### About this exercise
Please copy, character for character, each line from the beginning of the listing to the line containing "The expectation is", including both.

━━━━━━━━━━━━━━━━━━━━━━━━━━━━━━

PR #194, opened 2020-09-02
Allow, and force, license header test to run on non-java files

alexjpwalker:
## Problem to Solve

Some of the license headers were wrong in client-java, but the build still passed because we only verify the license in Java source files.

## Proposed Solution

- Remove the restriction that only *.java files have their license headers checked by checkstyle
- Allow any file visible to a BUILD file (including the BUILD file itself, which is the primary use case here) to be added to a new array property of `checkstyle_test` named `files`
- Enforce that every `checkstyle_test` must specify which license is applicable - don't just assume `agpl`
- Enforce that every BUILD file and .bzl file must be the target of a `checkstyle_test`

## Usage notes

Sample usage as requested by @haikalpribadi 
```
checkstyle_test(
    name = "checkstyle",
    targets = [":client-java"],
    files = ["BUILD"],
    license_type = "apache",
)
```
The expectation is that these new properties (`files` and the now-mandatory `license_type`) will be added to every BUILD file that requires a license.


haikalpribadi (approved):
The UX looks good. Assigning @flyingsilverfin to review the code.

tool/checkstyle/rules.bzl
```diff
@@ -22,18 +22,18 @@ JavaSourceFiles = provider(
...
+def collect_java_sources_impl(target, ctx):
+    javaSources = []
     if hasattr(ctx.rule.attr, 'srcs'):
         for src in ctx.rule.attr.srcs:
             for f in src.files.to_list():
                 if f.extension == 'java':
-                    files.append(f)
-    return [JavaSourceFiles(files = files)]
+                    javaSources.append(f)
+    return [JavaSourceFiles(files = javaSources)]
```
flyingsilverfin, line 32: should rename "java" everywhere to just "source"

tool/checkstyle/rules.bzl
```diff
@@ -76,17 +76,21 @@ def _checkstyle_test_impl(ctx):
       args += " -p %s" % properties.path
       inputs.append(properties)
 
-    all_java_files = []
+    files = []
     for target in ctx.attr.targets + [ctx.attr.target]:
         if target:
-            all_java_files.extend(target[JavaSourceFiles].files)
+            files.extend(target[JavaSourceFiles].files)
+    print(files)
```
flyingsilverfin, line 83: stray print

tool/checkstyle/rules.bzl
```diff
@@ -76,17 +76,21 @@ def _checkstyle_test_impl(ctx):
...
+    for target in ctx.attr.files:
+        if target:
```
flyingsilverfin, line 85: why do we need this `if` check?

tool/checkstyle/rules.bzl
```diff
@@ -131,11 +135,15 @@ checkstyle_test = rule(
         ),
         "target": attr.label(
             doc = "The java_library target to check sources on",
```
flyingsilverfin, line 137: same, no more "java" here or in the next attribute

flyingsilverfin (changes requested):

tool/checkstyle/rules.bzl
alexjpwalker: oops

tool/checkstyle/rules.bzl
alexjpwalker: fixed

flyingsilverfin (approved):

PR #209, opened 2020-10-14
Allow short SHAs in snapshot artifacts

alexjpwalker:

To allow Grakn to run in Linux.

See https://github.com/graknlabs/bazel-distribution/pull/265.

Update bazel-distribution


alexjpwalker:
We decided not to do this as it would introduce an unacceptable paradigm shift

━━━━━━━━━━━━━━━━━━━━━━━━━━━━━━

### Exercise answer
PR #194, opened 2020-09-02
Allow, and force, license header test to run on non-java files

alexjpwalker:
## Problem to Solve

Some of the license headers were wrong in client-java, but the build still passed because we only verify the license in Java source files.

## Proposed Solution

- Remove the restriction that only *.java files have their license headers checked by checkstyle
- Allow any file visible to a BUILD file (including the BUILD file itself, which is the primary use case here) to be added to a new array property of `checkstyle_test` named `files`
- Enforce that every `checkstyle_test` must specify which license is applicable - don't just assume `agpl`
- Enforce that every BUILD file and .bzl file must be the target of a `checkstyle_test`

## Usage notes

Sample usage as requested by @haikalpribadi 
```
checkstyle_test(
    name = "checkstyle",
    targets = [":client-java"],
    files = ["BUILD"],
    license_type = "apache",
)
```
The expectation is that these new properties (`files` and the now-mandatory `license_type`) will be added to every BUILD file that requires a license.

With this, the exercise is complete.